Start of Block
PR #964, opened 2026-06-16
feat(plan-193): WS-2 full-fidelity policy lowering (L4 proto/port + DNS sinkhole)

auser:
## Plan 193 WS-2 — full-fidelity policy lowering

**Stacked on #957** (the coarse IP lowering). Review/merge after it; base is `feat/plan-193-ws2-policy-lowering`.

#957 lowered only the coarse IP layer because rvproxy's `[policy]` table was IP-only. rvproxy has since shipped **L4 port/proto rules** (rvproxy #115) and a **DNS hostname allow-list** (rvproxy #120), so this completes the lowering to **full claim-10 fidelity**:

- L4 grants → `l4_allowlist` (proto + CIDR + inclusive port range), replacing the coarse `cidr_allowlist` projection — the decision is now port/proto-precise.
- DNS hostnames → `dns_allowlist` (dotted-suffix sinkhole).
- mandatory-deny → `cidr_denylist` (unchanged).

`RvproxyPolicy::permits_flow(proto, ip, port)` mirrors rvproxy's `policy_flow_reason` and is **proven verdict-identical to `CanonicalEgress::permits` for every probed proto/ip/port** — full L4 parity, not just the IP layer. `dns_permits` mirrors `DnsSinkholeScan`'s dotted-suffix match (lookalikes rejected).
End of Block
Task objective —
All lines from the line containing "- mandatory-deny →" through the last line of the data are to be repeated exactly; no other line belongs in the answer.

Solution to this problem —
- mandatory-deny → `cidr_denylist` (unchanged).

`RvproxyPolicy::permits_flow(proto, ip, port)` mirrors rvproxy's `policy_flow_reason` and is **proven verdict-identical to `CanonicalEgress::permits` for every probed proto/ip/port** — full L4 parity, not just the IP layer. `dns_permits` mirrors `DnsSinkholeScan`'s dotted-suffix match (lookalikes rejected).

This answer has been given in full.